Collected data entries:
╔══

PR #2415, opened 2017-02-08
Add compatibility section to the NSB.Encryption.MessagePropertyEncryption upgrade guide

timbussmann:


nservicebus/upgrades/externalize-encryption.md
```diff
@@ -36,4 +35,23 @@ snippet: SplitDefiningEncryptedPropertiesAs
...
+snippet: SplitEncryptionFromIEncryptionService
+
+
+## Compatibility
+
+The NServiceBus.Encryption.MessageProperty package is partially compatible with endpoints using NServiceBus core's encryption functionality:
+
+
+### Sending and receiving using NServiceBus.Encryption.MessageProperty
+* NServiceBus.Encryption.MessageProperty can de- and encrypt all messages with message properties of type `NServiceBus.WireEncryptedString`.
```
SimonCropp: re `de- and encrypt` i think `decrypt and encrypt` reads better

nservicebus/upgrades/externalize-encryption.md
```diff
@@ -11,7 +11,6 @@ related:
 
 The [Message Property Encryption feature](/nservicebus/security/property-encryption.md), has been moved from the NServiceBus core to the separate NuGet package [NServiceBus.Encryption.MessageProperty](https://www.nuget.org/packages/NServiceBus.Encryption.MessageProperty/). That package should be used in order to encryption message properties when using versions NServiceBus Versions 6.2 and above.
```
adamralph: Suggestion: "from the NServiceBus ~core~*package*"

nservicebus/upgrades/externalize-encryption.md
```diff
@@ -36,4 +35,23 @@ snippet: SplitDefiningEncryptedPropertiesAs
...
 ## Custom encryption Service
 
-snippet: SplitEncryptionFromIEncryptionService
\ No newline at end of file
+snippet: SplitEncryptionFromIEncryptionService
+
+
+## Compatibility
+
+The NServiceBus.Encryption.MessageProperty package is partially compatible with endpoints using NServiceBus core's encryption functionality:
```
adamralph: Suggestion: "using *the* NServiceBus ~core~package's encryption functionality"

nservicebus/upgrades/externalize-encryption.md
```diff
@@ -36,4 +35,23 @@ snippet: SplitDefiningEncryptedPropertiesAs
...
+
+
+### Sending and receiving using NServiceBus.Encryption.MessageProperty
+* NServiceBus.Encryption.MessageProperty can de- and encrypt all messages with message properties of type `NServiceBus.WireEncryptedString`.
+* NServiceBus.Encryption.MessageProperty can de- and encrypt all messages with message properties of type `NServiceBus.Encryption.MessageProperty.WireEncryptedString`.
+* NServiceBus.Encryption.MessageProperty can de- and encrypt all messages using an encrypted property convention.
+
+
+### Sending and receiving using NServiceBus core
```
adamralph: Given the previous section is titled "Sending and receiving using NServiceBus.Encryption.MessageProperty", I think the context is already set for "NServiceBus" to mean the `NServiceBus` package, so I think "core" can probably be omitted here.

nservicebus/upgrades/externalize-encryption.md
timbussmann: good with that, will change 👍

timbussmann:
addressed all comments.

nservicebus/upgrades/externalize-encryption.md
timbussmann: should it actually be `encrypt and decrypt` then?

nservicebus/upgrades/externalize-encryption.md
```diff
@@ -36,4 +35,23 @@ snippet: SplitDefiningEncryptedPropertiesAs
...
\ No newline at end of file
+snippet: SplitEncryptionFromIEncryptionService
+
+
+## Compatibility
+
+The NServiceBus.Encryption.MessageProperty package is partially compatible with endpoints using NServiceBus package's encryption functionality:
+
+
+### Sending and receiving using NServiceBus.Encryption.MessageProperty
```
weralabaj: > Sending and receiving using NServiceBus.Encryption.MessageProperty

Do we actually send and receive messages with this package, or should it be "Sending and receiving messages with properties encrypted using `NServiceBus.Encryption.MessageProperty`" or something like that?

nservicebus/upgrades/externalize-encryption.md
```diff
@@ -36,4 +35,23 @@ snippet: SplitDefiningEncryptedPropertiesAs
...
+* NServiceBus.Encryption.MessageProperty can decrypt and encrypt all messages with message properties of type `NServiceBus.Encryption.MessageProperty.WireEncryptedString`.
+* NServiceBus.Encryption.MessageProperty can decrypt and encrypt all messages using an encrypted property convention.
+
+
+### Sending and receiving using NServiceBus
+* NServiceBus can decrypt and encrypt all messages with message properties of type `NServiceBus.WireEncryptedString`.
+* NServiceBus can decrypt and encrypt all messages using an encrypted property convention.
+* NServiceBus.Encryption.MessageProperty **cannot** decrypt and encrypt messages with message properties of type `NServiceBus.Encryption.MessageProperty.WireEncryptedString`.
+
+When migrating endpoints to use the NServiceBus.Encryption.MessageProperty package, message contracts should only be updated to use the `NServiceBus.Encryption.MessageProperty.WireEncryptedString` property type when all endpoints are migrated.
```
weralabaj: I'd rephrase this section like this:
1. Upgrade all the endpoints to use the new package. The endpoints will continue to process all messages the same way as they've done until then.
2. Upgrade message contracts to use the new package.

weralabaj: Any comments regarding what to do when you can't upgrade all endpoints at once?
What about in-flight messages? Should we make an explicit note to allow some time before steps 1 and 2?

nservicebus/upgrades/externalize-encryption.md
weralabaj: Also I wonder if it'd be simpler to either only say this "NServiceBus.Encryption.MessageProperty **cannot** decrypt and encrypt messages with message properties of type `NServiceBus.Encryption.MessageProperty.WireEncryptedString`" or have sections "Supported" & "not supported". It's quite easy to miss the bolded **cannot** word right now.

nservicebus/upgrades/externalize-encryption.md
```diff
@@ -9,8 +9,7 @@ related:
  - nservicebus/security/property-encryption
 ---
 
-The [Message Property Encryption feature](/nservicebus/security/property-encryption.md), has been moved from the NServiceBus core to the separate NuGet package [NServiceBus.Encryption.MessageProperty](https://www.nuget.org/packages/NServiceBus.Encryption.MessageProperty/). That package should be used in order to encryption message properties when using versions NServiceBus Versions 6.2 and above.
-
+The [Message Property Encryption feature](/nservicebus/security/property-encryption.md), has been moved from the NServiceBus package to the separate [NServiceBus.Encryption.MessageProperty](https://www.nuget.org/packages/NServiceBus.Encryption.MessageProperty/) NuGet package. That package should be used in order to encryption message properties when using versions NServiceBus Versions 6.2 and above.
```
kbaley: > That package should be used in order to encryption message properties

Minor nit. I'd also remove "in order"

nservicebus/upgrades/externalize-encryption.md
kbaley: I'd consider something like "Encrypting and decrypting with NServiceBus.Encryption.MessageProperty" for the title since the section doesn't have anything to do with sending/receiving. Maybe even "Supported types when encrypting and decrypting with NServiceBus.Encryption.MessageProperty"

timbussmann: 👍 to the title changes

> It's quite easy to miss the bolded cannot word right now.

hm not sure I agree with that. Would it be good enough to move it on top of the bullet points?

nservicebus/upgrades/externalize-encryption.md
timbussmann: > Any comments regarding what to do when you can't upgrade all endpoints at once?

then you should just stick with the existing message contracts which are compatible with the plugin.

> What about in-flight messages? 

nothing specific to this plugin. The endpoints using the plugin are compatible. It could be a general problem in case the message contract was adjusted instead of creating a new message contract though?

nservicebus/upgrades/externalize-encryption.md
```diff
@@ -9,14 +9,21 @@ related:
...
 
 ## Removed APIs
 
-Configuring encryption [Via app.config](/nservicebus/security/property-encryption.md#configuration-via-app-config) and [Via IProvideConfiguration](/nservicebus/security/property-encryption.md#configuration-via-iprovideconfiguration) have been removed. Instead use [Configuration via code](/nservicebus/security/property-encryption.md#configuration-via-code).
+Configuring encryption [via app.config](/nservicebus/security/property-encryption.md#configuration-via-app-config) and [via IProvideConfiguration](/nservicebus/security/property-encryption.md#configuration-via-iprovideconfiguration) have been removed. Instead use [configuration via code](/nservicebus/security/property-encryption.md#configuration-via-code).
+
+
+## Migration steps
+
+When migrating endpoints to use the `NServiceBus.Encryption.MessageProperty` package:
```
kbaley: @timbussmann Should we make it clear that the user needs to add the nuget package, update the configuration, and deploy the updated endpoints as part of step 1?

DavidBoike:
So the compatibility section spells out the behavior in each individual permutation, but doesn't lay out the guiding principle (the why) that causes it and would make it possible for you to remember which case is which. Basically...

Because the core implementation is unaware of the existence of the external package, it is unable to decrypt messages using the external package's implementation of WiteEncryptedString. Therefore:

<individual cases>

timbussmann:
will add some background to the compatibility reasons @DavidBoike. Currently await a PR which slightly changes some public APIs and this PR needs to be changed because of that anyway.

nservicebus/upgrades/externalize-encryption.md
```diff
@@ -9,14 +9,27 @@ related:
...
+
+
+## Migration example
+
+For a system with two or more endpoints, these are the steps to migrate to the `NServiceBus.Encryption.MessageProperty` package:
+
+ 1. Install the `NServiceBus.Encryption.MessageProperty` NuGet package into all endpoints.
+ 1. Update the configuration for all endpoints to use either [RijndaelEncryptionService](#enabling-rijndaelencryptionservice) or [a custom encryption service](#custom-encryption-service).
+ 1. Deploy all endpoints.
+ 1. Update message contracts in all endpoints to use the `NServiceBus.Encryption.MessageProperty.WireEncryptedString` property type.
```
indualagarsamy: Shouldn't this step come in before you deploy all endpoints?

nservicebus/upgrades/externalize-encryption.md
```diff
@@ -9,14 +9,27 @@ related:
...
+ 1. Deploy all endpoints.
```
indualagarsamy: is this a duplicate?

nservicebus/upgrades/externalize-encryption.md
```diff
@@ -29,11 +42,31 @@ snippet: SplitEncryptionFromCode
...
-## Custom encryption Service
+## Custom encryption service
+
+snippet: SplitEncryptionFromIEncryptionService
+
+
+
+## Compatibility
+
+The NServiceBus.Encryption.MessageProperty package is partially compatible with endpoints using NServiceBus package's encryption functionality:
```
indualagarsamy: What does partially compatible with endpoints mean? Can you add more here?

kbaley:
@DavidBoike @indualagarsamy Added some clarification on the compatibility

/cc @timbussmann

╚══

AIM OF THE TASK:
Please say how many lines of the records contain the word "good", giving the number by itself.

REPLY TO THE EXERCISE:
2